Newfound self-confidence has allowed me to pare down the load a bit, but now I’m writing lists (of varying lengths) that can be found in the one notebook I now carry—and on a variety of digital devices. The iCloud has made it possible for me to create lists on one Apple product and have it saved on all of them. (I carry two.) I’ve been successful at editing down my bag; but now I feel like my head’s overstuffed with all the nonsense my trust issues force me to try and remember.
This aspect of my character, when paired with outstanding organizational skills, makes me a great hostess, event planner and superior caregiver (she said patting herself on her aching back). Although the handbag issue is somewhat under control, I still have issues with my “ready-ness” at home. My beach house is well stocked with suntan lotions of every SPF formula available and bug repellants of every kind. My pantries are stocked with a constantly growing stash of artificial sweeteners. There’s a new brand on the market every year. I did, interestingly enough, just discover I don’t have any real sugar (brown or white) in or out-of-town. I’ve also got to have honey for the tea drinkers and agave for the rare soul requiring it. I have herbal, caffeinated, decaffeinated, diet and high-test, still and bubbling beverages of every kind.
Everyone knows “Adrienne will have it,” whatever “it” is, and I usually do—if not on my person, at my destination. I brought all of these talents to caring for Steve and his mother. Constant, ever-changing lists and mental charts would actuate on my computer and be output by my printer. (Of course there’s a good supply of paper and ink cartridges on hand.) I was confident that it was a matter of “when” everything was needed and not “if” they were going to be needed. Prepare for “it.” Steve always depended on me to have every possibility covered.
When Steve’s mother, Sylvia, came to live with us she was eighty-nine and pretty spry. She had been diagnosed with lymphoma and had lost a great deal of weight, ergo she needed new clothes. I decided it was high time for a makeover and assigned myself to the task at hand. I wanted to get her out of her dirndl skirts and into trousers. She was a tiny woman, not quite five feet tall, but she had a big personality and winning smile. I became her personal shopper, and would go to the fashionable discount stores to find her pantsuits, or tops and bottoms. I bought her one pencil skirt and one lovely black wool crepe sheath. She was a different woman after she had new clothes. The makeover had a positive effect. She was no longer seeing herself as a sick woman.
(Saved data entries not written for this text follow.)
Issue #925, opened 2026-09-07
Rewrite the ~285 flagged references that sit inside long comment blocks, then raise house/no-tracker-ref-in-comment to error


chav-aniket:
**What** — Deal with the `house/no-tracker-ref-in-comment` diagnostics that sit **inside a comment block of 10 or more lines**: roughly 285 of the rule's 1,597. Removing the token here is not the job — deciding what the surrounding block was for is. Then, once these and xchromo/osn#924 are both clear, raise the rule from `"warn"` to `"error"` in `oxlintrc.json`.

**Why** — These are the blocks where a real constraint is buried inside an incident narrative. A mechanical strip would take the tag out and leave prose that no longer explains anything, or worse, delete the one sentence that stops someone reintroducing a bug. They need a person deciding what survives, which is why they are split out of #924's ~1,300 safe edits.

**Done when** — `bunx --bun oxlint -c oxlintrc.json .` reports zero `house/no-tracker-ref-in-comment` diagnostics, and the rule is set to `"error"` in `oxlintrc.json`'s top-level `rules` block. This issue owns the severity flip because it finishes last.

**Files where a blind strip destroys real knowledge** — one PR each, human review, no unsupervised agent. For each, write the surviving constraint first as a standalone paragraph, get it reviewed against the code, *then* delete the narrative:

- `osn/api/src/services/recommendations.ts` — D1's 100-bind cap, stated three times as a reference to a tracker issue
- `pulse/api/tests/services/d1ParamCounts.test.ts` — the same cap, five tracker numbers on line 1, and a real test rationale below them
- `cire/invites/src/components/rsvp-saved.ts` — an accessibility floor sized against VoiceOver; "the way to get it back is NOT to lower it" is the whole point of the comment
- `cire/invites/src/lib/z-index.ts` — three ordering invariants plus a Tailwind literal-class constraint
- `cire/api/src/db/d1-session.ts` — `first-primary`, and a module-scope Effect-primitives incompatibility nobody will reconstruct
- `shared/observability/src/logger/redact.ts` — the deny-list's three-part admission test, consulted at the moment someone edits the array
- `cire/host/src/lib/registry-store.ts` — the sibling-cache list is the only record that seven files depend on the contract
- `osn/api/src/lib/ceremony-store.ts`, `cire/invites/src/lib/consent/vendors.ts`, `cire/invites/src/lib/consent/categories.ts`, `pulse/api/src/lib/limits.ts`

**Other categories in this tranche:**

[...]

PR #943, opened 2026-09-08
Report comment-line delta in prep-pr; close out xchromo/osn#925

chav-aniket:
## Summary

What survives from #925, which is now closed as not planned.

The comment-cleanup effort was measured and the measurement was unflattering: #930 added **66 comment lines net** while describing itself as a cleanup, because its instruction — "rewrite each reference to the constraint it stood for" — turns a single-line parenthetical into a paragraph. Nobody was counting, so it took a human reading the PRs to notice.

Two things come out of that:

- **`/prep-pr` now prints a branch's net comment-line delta**, backed by `scripts/comment-delta.ts`. Deliberately a number to look at, not a gate.
- **The four high-risk comment files already cleared** on this branch ship, since the work is done, verified, and removes a real private-tracker citation from a public file. The remaining ~155 files do not — see #925 for why.

#925's own closing comment carries the full argument. The short version: `src` has 40,049 comment lines, 16,997 of them in blocks of ten lines or more, and #925 explicitly forbade touching those blocks. Its scope was 711 tokens on lines that overwhelmingly stay, so it could not reduce comment volume even executed perfectly. The seven-file trial run bought −24 lines and surfaced three defects *in the cleanup itself*, including a rewrite that came out longer than the original and a factual claim that contradicted the code.

## Workspaces affected

Versioned (patch, one changeset): `@osn/api`, `@pulse/api`, `@shared/observability`. Ignored/version-less (patch, separate changeset per convention): `@cire/invites`, `@cire/host`. `scripts/` and `.claude/` are on the changeset allowlist. No behavior changes anywhere — every source edit is comment text.

## Issues

**Closes**

This PR closes no issue. #925 is closed as `not planned` with its reasoning recorded there; this branch is the part of it worth keeping.

**Opened**

None.

### Report the delta, do not gate on it — `convention`

- **Issue** — A comment cleanup that grows comment volume is invisible until a human opens the diff and counts by eye, which is exactly how #930's +66 went unnoticed through an adversarial review pass that only ever asked "was anything lost?".
- **Why** — A hard `net ≤ 0` CI check is the obvious move and the wrong one. It is trivially gamed by joining wrapped lines, and it punishes legitimate work: #929 rewrapped 334 comment lines to relocate 64 misattached doc blocks and nets ≈0 correctly.
- **Solution** — `/prep-pr` prints the figure and reports it in the PR body's test-plan table. No threshold.
- **Rationale** — The number is diagnostic, not normative. A cleanup at +66 is worth a second look; it is not automatically wrong, and no automation can tell the difference.

### Pass the base in rather than resolving it — `bugfix`

- **Issue** — My own first measurement of this reported `+85` comment lines for #937, which was wrong; the real figure is `−40`. I reported that wrong number to the repo owner as evidence against the work.
- **Why** — The base branch had been force-pushed. `git merge-base` then falls back to an older common ancestor, and the base branch's own commits — here #927's rule, its tests and the wiki convention page — land inside the measured diff.
- **Solution** — The script takes the base as an argument and does not resolve it. `/prep-pr` already resolves `$BASE` in Step 0, and the skill now warns that a surprising figure means checking `git log "$BASE"..HEAD` holds only your commits.
- **Rationale** — The failure is silent and directional: it inflates. A measurement tool that quietly overstates the thing it measures is worse than no tool.

**Out of scope** — The ~155 files #925 leaves behind. They are `warn`-level and safe to fix opportunistically; roughly 500 of the 711 diagnostics are plain parenthetical or leading-label strips.

## Test plan

| Gate | Command | Result |
|---|---|---|
| Comment-delta counter | `bun test scripts/tests/comment-delta.test.ts` | 5 pass, 0 fail |
| Script suite | `bun run test:scripts` | 148 pass, 1 skip, 1 fail — the failure is a pre-existing Bun-version TOML assertion in `cire-dev-db-guard.cli.test.ts`, identical on the unmodified branch, and green in CI |
| Self-check on a known figure | `bun run scripts/comment-delta.ts 14c8f9d` on `fix/mechanical-token-cleanup` | reproduces `-40`, matching the hand count |
| `@osn/api` tests | `bun run --cwd osn/api test:run` | 1153 pass, 0 fail |
| `@cire/invites` tests | `bun run --cwd cire/invites test` | 999 pass, 0 fail |
| `@cire/host` tests | `bun run --cwd cire/host test:run` | 1223 pass, 0 fail |
| `@shared/observability` tests | `bun run --cwd shared/observability test:run` | 113 pass, 0 fail |
| `@pulse/api` (`d1ParamCounts`) | `bun run --cwd pulse/api test:run` | 7 pass, 0 fail |
| Rule diagnostics on the four files | `bunx --bun oxlint -c oxlintrc.json --format=json <file>` | 0 |
| Type check | `bun run check` | 38/38 workspaces pass |
| Format | `bun run fmt:check` | passes |
| Changesets | `bash scripts/validate-changesets.sh` | passes |

The four source files were checked against the code rather than against their own prose. Two internal contradictions were fixed on the way: `recommendations.ts` claimed the FOF query binds `profileId` "once" where it binds a fixed number of times (the same file measures three binds a few hundred lines below), and `rsvp-saved.ts` said "five sequential D1 round-trips" twelve lines above another block saying "six serialised".

`redact.ts`'s three-part deny-list admission test, `registry-store.ts`'s seven-file sibling-cache list, and `rsvp-saved.ts`'s "the way to get it back is NOT to lower it" are preserved verbatim — each is the sentence its file exists to protect.

This PR is stacked on #927 (base: `claude/verbose-comments-analysis-8rm8r2`), which must merge first. It is independent of #929, #930 and #937.

---

https://claude.ai/code/session_01VQDjMy2vkipJQiCc9fxRgS

---
_Generated by [Claude Code](https://claude.ai/code/session_01VQDjMy2vkipJQiCc9fxRgS)_

### DIFF
--- a/.changeset/comment-cleanup-residue-cire.md
+++ b/.changeset/comment-cleanup-residue-cire.md
@@ -1,0 +1,19 @@
+---
+"@cire/invites": patch
+"@cire/host": patch
+---
+
+State four comment constraints directly instead of citing a tracker finding.
+
+`rsvp-saved.ts` keeps every load-bearing sentence about the RSVP dwell — the
+knee/floor arithmetic, the VoiceOver and WCAG 2.2 SC 4.1.3 reasoning, and "the
+way to get it back is NOT to lower it" — while losing the `C-L1` citation to
+the private tracker and three blocks of before/after narration. It also fixes
+an internal contradiction: one block said "five sequential D1 round-trips"
+where another twelve lines down says six serialised.
+
+`registry-store.ts` keeps the seven-file sibling-cache list intact, and the
+consent registry's rule about `<head>` resources is now stated as a rule rather
+than as the history of one vendor.
+
+No behavior changes; every edit is comment text.
--- a/.changeset/comment-cleanup-residue-versioned.md
+++ b/.changeset/comment-cleanup-residue-versioned.md
@@ -1,0 +1,17 @@
+---
+"@osn/api": patch
+"@pulse/api": patch
+"@shared/observability": patch
+---
+
+State four comment constraints directly instead of citing a tracker finding.
+
+`recommendations.ts` carried D1's 100-bound-parameter cap as a tracker citation
+three times over; each now states the constraint, and a claim the old text made
+about the query binding `profileId` "once" is corrected — it binds a fixed
+number of times, which is what the file's own measurement a few hundred lines
+down already said. `d1ParamCounts.test.ts` loses five tracker numbers that its
+own six-site index already covers, and `redact.ts` loses a finding tag from its
+fast-path note. The deny-list's three-part admission test is untouched.
+
+No behavior changes; every edit is comment text.
--- a/.claude/skills/prep-pr/SKILL.md
+++ b/.claude/skills/prep-pr/SKILL.md
@@ -213,6 +213,38 @@ the concern to the user and let them decide whether to split. With no user,
 record the observation under `## Decisions` and continue. The wording is in
 `references/workflow-steps.md`.
 
+### Comment-line delta
+
+Print how many comment lines the branch adds and removes:
+
+```bash
+bun run scripts/comment-delta.ts "$BASE"
+```
+
+Report the net figure in the PR body's test-plan table. **This is a number to
+look at, not a gate** — there is no threshold to pass, and no cleanup is
+required to come out negative. `#929` legitimately rewrapped 334 comment lines
+to move 64 misattached doc blocks; a merge-and-rewrap nets near zero and that
+is correct.
+
+It exists because a comment-cleanup branch that *grows* comment volume is worth
+a second look before a human opens the diff, and nobody had been measuring it.
+The failure it catches is real and was measured: a batch instructed to "rewrite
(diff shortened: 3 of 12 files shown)


chav-aniket:
Checked the Tessl review's `referenced_paths_exist` warning — all four flagged paths are extractor false positives, not broken references:

| Flagged | What it actually is |
|---|---|
| `/package.json` | Generic prose mentions (L149, L174, L176) — "that directory's own `package.json`", not a path |
| `config.json` | Inline shell comment naming `.changeset/config.json` (L164) |
| `validate-changesets.sh` | `scripts/validate-changesets.sh` exists and is invoked at L165; L168 is a bare back-reference to it in the same paragraph |
| `wiki/todo/api.md` | A deliberate anti-example (L283) of the bookmark-shaped issue body the section tells you not to write |

No edit needed. The `skill_md_line_count` warning (501 lines) is pre-existing — this PR adds ~15 — and splitting the file is a separate change, not one to fold into a scripts PR.

---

She loved the new Sylvia and felt healthy and strong; ready to take on lymphoma and win. I only relate this story because she was an unforeseen element in the scheme of my life, which now included a husband with lung cancer.
“Be prepared” had become my mantra. I found I was ready to tackle anything that blocked my path and there were many hazards to deal with along the way. Somehow, nothing threw me. I had become secure enough to know how to anticipate dealing with the new realities that came at me fast and furious. Doctors and hospital personnel knew I was part of the team; whether the patient was my husband or my mother-in-law. I earned their respect and that came back to me in their cooperation. I had become a force of nature. A natural-born caregiver.
My handbags are still full of “what if” items, and sadly it’s all about me now. I’m alone again, but the self-esteem I garnered year after year of being counted on, has left me feeling secure. I can leave the house with my keys, a few dollars and a credit card and not feel I need the “big bag” to be safe. I can conquer anything; widowhood, money management, creating this website and more—discovering a whole new me, day by day.